41.    Pendant les négociations relatives au Protocole, on s’est demandé – compte tenu notamment de sa portée très spécifique et donc relativement étroite – s’il pouvait donner lieu à des déclarations ou réserves. Les rédacteurs sont parvenus à la conclusion qu’il était souhaitable de ne pas stipuler de possibilités supplémentaires (nouvelles) de déclarations ou de réserves, mais de permettre ces dernières uniquement en tant que conséquences de déclarations ou réserves déjà formulées au sujet de la Convention. Par conséquent, le paragraphe 1 prévoit la possibilité d’une déclaration relative aux articles 4 à 6 du Protocole (corruption d’arbitres et jurés étrangers) seulement si la partie contractante intéressée a déjà fait une réserve similaire sur la base de l'article 36 de la Convention (autrement dit une déclaration stipulant que la corruption étrangère ou internationale au sens des articles 5, 9 ou 11 de la Convention sera criminalisée seulement dans la mesure où le fonctionnaire ou le juge agit ou s’abstient d’agir en infraction à ses obligations). De même, la première phrase du paragraphe 2 permet une réserve similaire à celle faite sur la base de l’article 37 paragraphe 1 de la Convention, limitant l’application des infractions de corruption passive pour les arbitres ou jurés étrangers (cf. articles 4 et 6 du Protocole), seulement si la partie concernée a déjà formulé une telle réserve au sujet de la corruption passive d’agents publics étrangers en application de l’article 5 de la Convention. Dans un tel cas, et comme il s’agit de réserves similaires, la réserve faite au Protocole ne serait pas comptabilisée au titre de l’article 37 paragraphe 4 de la Convention (qui limite à cinq le nombre maximum de réserves à la Convention). Selon la deuxième phrase du paragraphe 2, d’autres réserves faites sur la base de l’article 37 de la convention (concernant les articles 12 [trafic d’influence], 17 [juridiction – cf. art. 37 par. 2] et 26 [refus d’une demande d’entraide judiciaire au motif qu’elle porte sur une infraction considérée comme politique - cf. art. 37 par. 3]) s’appliquent également au Protocole. Le paragraphe 3 stipule qu’aucune autre réserve n’est admise.
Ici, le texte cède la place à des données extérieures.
PR #1401, opened 2021-05-28
RD-2501 Wait for executions to finish before activating maintenance mode

Gelio:
Modify the system tests for maintenance mode to wait for executions to finish before activating maintenance mode. Otherwise, the test fails because activating the maintenance mode takes time (the Manager waits for executions to finish first) which causes cascading failures in other tests since the maintenance mode is activated.

I have verified locally that the test actually waits for the execution to finish (I have run a restart workflow for some deployment when the maintenance mode test was running).

image

Moreover, I have implemented the changes mentioned in https://github.com/cloudify-cosmo/cloudify-stage/pull/1401#issuecomment-850403788:

image

## System tests

https://jenkins.cloudify.co/blue/organizations/jenkins/Stage-UI-System-Test/detail/Stage-UI-System-Test/690/pipeline

Queued 2021-05-31 12:04 CEST


test/cypress/integration/widgets/maintenance_mode_button_spec.ts
```diff
@@ -1,7 +1,12 @@
+import { waitUntilEmpty } from '../../support/resource_commons';
+
 describe('Maintenance mode button widget', () => {
     before(() => cy.activate('valid_trial_license').usePageMock('maintenanceModeButton').mockLogin());
 
     it('should enter maintenance mode on click', () => {
+        waitUntilEmpty(
+            'executions?status=scheduled&status=queued&status=pending&status=started&status=cancelling&status=force_cancelling&status=kill_cancelling'
```
Gelio, line 8: The statuses are combined in a very clumsy way in the UI:

https://github.com/cloudify-cosmo/cloudify-stage/blob/d7ce26eaf83d26555a5a8de46bc6b0742ad02629/app/actions/managers.js#L176-L179

and 

https://github.com/cloudify-cosmo/cloudify-stage/blob/d7ce26eaf83d26555a5a8de46bc6b0742ad02629/app/utils/shared/ExecutionUtils.js#L73-L80

So I just copied the exact parameters that the maintenance mode button widget uses when sending the request

qooban: Optional:

If you'd like to you can also experiment, you can check `ended_at` field from `executions` response. 
I'd expect that this field is only set for finished executions, so maybe something like:
`executions?ended_at='` will work as well?

qooban (approved):

kubama:
Don't you think that this issue should be rather fixed at the button implementation level? Looking at the failing test recording it looks like there is a modal showing executions. It shows one pending execution, but the action is still available, there is also no any kind of warning. Confirming the activation in the modal takes the user back to the application where activation is still available as an action, there is no information that it was scheduled, the impression is rather that it didn't actually work.

qooban:
@kubama 
The action should be still available IMHO (as the API allows it and it is desired behavior = activate maintenance mode once all executions are finished). 
Additional message in the modal (when there are running executions) - that's probably a good idea.

kubama:
> Additional message in the modal (when there are running executions) - that's probably a good idea.

What about the state of the maintenance button? It allows for the activation to be submitted again, suggesting that the action didn't actually work, as nothing actually changes after returning to the UI.

qooban:
> What about the state of the maintenance button? It allows for the activation to be submitted again, suggesting that the action didn't actually work, as nothing actually changes after returning to the UI.

Good point. Probably we can check `GET /maintenance` result and set `activate` prop on  `MaintenanceModeButton` component properly (instead of setting it always to true).

Gelio:
So, to sum up, I will:

1. Add a message in the UI saying that the Manager will go into maintenance mode as soon as the executions are done, in case there are some active executions.
2. Change the  `MaintenanceModeButton` based on the state of `/maintenance`. Looking at the available information 
image I'm planning to:
    * set the `activate` prop based on `status`
    * disable the button if the activation was requested, but the maintenance mode is not activated yet (with a tooltip saying that activating maintenance mode is in progress)

Does that suit you both :slightly_smiling_face: ? @qooban @kubama

qooban:
@Gelio Yes, sound good to me 👍🏻

kubama:
Sounds great 🙂

test/cypress/integration/widgets/maintenance_mode_button_spec.ts
Gelio: Unfortunately, that got me a 500 error :slightly_frowning_face: 

image

Gelio:
I have implemented just as I said above :slightly_smiling_face: I'm sorry for a single large commit, I wanted to do it today and I don't have much time left to divide it.

System tests:

https://jenkins.cloudify.co/blue/organizations/jenkins/Stage-UI-System-Test/detail/Stage-UI-System-Test/681/pipeline

They pass locally:
image

app/components/shared/MaintenanceModeModal.jsx
```diff
@@ -156,121 +161,92 @@ function MaintenanceModeModal({
...
-                            />
-                            <DataTable.Column
-                                label={i18n.t('maintenanceMode.confirmModal.executions.status', 'Status')}
-                                width="15%"
-                            />
-                            <DataTable.Column
-                                label={i18n.t('maintenanceMode.confirmModal.executions.action', 'Action')}
-                            />
+                        <>
+                            <Message content={tConfirmModal('activeExecutionsDelay')} info />
```
Gelio, line 174: This should be the only functional change in this file

The rest are just extracting translation path prefixes

app/utils/StageAPI.ts
```diff
@@ -119,7 +119,7 @@ interface CommonWidgetDefinition<Params, Data, Configuration> {
     permission: Stage.Types.ObjectKeys<typeof GenericConfigType['CUSTOM_WIDGET_PERMISSIONS']> | string;
     showBorder: boolean;
     showHeader: boolean;
-    supportedEditions: string[];
+    supportedEditions?: string[];
```
Gelio, line 122: I have made these optional as it turns out some widgets (e.g. the maintenance mode button widget) do not define them and it works just fine. I did not want to define those props in that widget, so I made the properties optional. I may as well do it the other way - keep them required and define them on the widget. Let me know if you'd prefer the other option :slightly_smiling_face:

test/cypress/integration/widgets/maintenance_mode_button_spec.ts
```diff
@@ -0,0 +1,90 @@
...
+    it('should enter maintenance mode on click', () => {
+        waitUntilEmpty(
+            'executions?status=scheduled&status=queued&status=pending&status=started&status=cancelling&status=force_cancelling&status=kill_cancelling'
+        );
+        getActivateMaintenanceModeButton().click();
+        cy.contains('Yes').click();
+        getDeactivateMaintenanceModeButton().click();
+        cy.contains('Yes').click();
+
+        cy.location('pathname').should('be.equal', '/console/');
```
Gelio, line 19: This part remained unchanged from the initial test implementation. The only change is extracting the button getter functions.

All other code in this file is new :slightly_smiling_face:

Gelio:
Looks like there is a single failure in the filters spec. I doubt it is related to this PR, IMO it's a flake - to be verified on Monday :slightly_smiling_face: I'm not planning to rerun the system tests, as all other tests passed, so I'm waiting for reviews and merging the PR should there be no comment :slightly_smiling_face:

app/components/shared/MaintenanceModeModal.jsx
```diff
@@ -28,6 +30,9 @@ import ExecutionStatus from './ExecutionStatus';
 
 const POLLING_INTERVAL = 2000;
 
+const tConfirmModal = (suffix, options) => i18n.t(`maintenanceMode.confirmModal.${suffix}`, options);
```
kubama, line 33: You could use `Stage.Utils.getT` here

app/components/shared/MaintenanceModeModal.jsx
```diff
@@ -28,6 +30,9 @@ import ExecutionStatus from './ExecutionStatus';
...
+const tExecutions = (suffix, options) => tConfirmModal(`executions.${suffix}`, options);
```
kubama, line 34: Optional: I would consider extending the `Stage.Utils.getT` function so it optionally accepted an existing 't' function, so it could be used here like this: `Stage.Utils.getT(tConfirmModal, 'executions')`

app/components/shared/MaintenanceModeModal.jsx
```diff
@@ -156,121 +161,92 @@ function MaintenanceModeModal({
...
-                    ? i18n.t(
-                          'maintenanceMode.confirmModal.header.activate',
-                          'Are you sure you want to enter maintenance mode?'
-                      )
-                    : i18n.t(
-                          'maintenanceMode.confirmModal.header.deactivate',
-                          'Are you sure you want to exit maintenance mode?'
-                      )}
+                    ? tConfirmModal('header.activate', 'Are you sure you want to enter maintenance mode?')
+                    : tConfirmModal('header.deactivate', 'Are you sure you want to exit maintenance mode?')}
```
kubama, line 165: I guess default strings (2nd argument) could be safely removed

app/components/shared/MaintenanceModeModal.jsx
Gelio: Good idea :+1: I'll use it

app/components/shared/MaintenanceModeModal.jsx
Gelio: Definitely, I'll try to make it work

app/components/shared/MaintenanceModeModal.jsx
Gelio: Done :slightly_smiling_face:

app/components/shared/MaintenanceModeModal.jsx
Gelio: I ended up adding a new `composeT` function instead of overriding `getT` to keep the complexity low :slightly_smiling_face:

app/components/shared/MaintenanceModeModal.jsx
Gelio: Done :slightly_smiling_face:

test/cypress/integration/widgets/maintenance_mode_button_spec.ts
```diff
@@ -0,0 +1,90 @@
...
+                        status_display: 'completed',
+                        tenant_name: 'default_tenant',
+                        created_by: 'admin',
+                        resource_availability: 'tenant',
+                        private_resource: false
+                    }
+                ],
+                metadata: {
+                    pagination: {
+                        total: 13,
```
kubama, line 62: Shouldn't it be 1?

Gelio: Yup, it should be :smile: I forgot to change it. Thanks for catching

test/cypress/integration/widgets/maintenance_mode_button_spec.ts
```diff
@@ -0,0 +1,90 @@
+import { waitUntilEmpty } from '../../support/resource_commons';
+
+describe('Maintenance mode button widget', () => {
+    before(() => cy.activate('valid_trial_license'));
+    beforeEach(() => cy.usePageMock('maintenanceModeButton', { pollingTime: 2 }).mockLogin());
+
+    const getActivateMaintenanceModeButton = () => cy.contains('Activate Maintenance Mode');
+    const getDeactivateMaintenanceModeButton = () => cy.contains('Deactivate Maintenance Mode');
```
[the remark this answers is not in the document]
Gelio: Good idea, done :+1:

test/cypress/integration/widgets/maintenance_mode_button_spec.ts
Gelio: Fixed

kubama (approved):

app/utils/StageAPI.ts
qooban: Let's keep it optional. I assume that `normalizeWidgetDefinition` function should do the work (add default values for not defined properties). 

So does `StageAPI.ts` is now aligned with `normalizeWidgetDefinition`? (I didn't go over the props one by one)

test/cypress/integration/widgets/maintenance_mode_button_spec.ts
qooban: I see. `ended_at` support is probably missing in the REST API. Let's leave it then. 

Optionally you can create a ticket for that or just ask sb from the core team. It's just a suggestion.

qooban (dismissed):

app/utils/StageAPI.ts
Gelio: I checked the properties and looks like there are 8 properties that are required in the interface but have default values in `normalizeWidgetDefinition` (https://github.com/cloudify-cosmo/cloudify-stage/blob/93e565b5857bfafcc23b7dd580e47ef3e9b3ca37/app/utils/normalizeWidgetDefinition.ts#L19-L33)

It will be faster for me to make them optional right away than to create a ticket for it, so I'll append a single commit with this change to this PR :slightly_smiling_face: Good idea to check it, btw

test/cypress/integration/widgets/maintenance_mode_button_spec.ts
Gelio: Having support for filtering by `ended_at` (which is a time-related value) would probably require a new way of filtering. Just filtering `ended_at=some timestamp` does not sound that useful to me :smile: To provide some real benefits for the user, we would probably need an API to allow `ended_at > X` and all other logical operators (`<`, `>=`, etc), and I believe that cannot be easily done by just slapping `ended_at` support in the URL params as we do for other attributes

I agree it would be nice to have such support, but if there are bigger fish to fry when it comes to improvements, I'd rather tackle those and not even add for work the core team :slightly_smiling_face: 

Not having full logical operators support for the `ended_at` and just supporting the equals operator would only help in 2 cases as I see (when we would query for `ended_at=null`), so IMO, the improvement it rather small :slightly_smiling_face: 

As it's optional, I hope we can move on :slightly_smiling_face:

app/utils/StageAPI.ts
Gelio: Nevermind again, the ticket I wanted to create is already implemented. I forgot about that other type I created. Anyway, I need to make some small changes, so there'll be likely a commit :slightly_smiling_face:

Gelio: Done, I've reverted the changes to `StageAPI` and used the correct type for defining the widget configuration (one that already knows which fields are optional as they are later normalized) :slightly_smiling_face:

Gelio:
1 small TS-only commit to revert unnecessary changes done earlier in this PR :slightly_smiling_face: 

I'm not rerunning the system tests, since the changes are TS only and are validated by this PR's CI :slightly_smiling_face: The previous test run passed, so the PR should be good to go

kubama (approved):

qooban (approved):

Articles 10 à 14 – (Signature et entrée en vigueur – Adhésion au Protocole –
Application territoriale – Dénonciation – Notification)

42.    Les clauses finales ont été rédigées conformément aux grandes lignes de dispositions existantes, notamment celles de la Convention mais aussi d’autres protocoles additionnels du Conseil de l’Europe comme les protocoles additionnels aux conventions européennes d’extraditions (STE nos 86 et 98), d’entraide judiciaire en matière pénale (STE n° 99) et sur le transfèrement des personnes condamnées (STE 167).

43.    Etant donné que le Protocole ne peut entrer en vigueur avant la Convention, et qu’un Etat signataire ne peut ratifier le Protocole sans avoir, simultanément ou préalablement, ratifié la Convention, il a été possible d’établir quant au nombre de ratifications nécessaires à l’entrée en vigueur du Protocole un nombre (cinq) nettement plus bas que celui requis pour la Convention proprement dite (quatorze) (article 10 du Protocole).


Note :
(1)   Cf. paragraphe 47 du Rapport explicatif à la Convention pénale sur la corruption.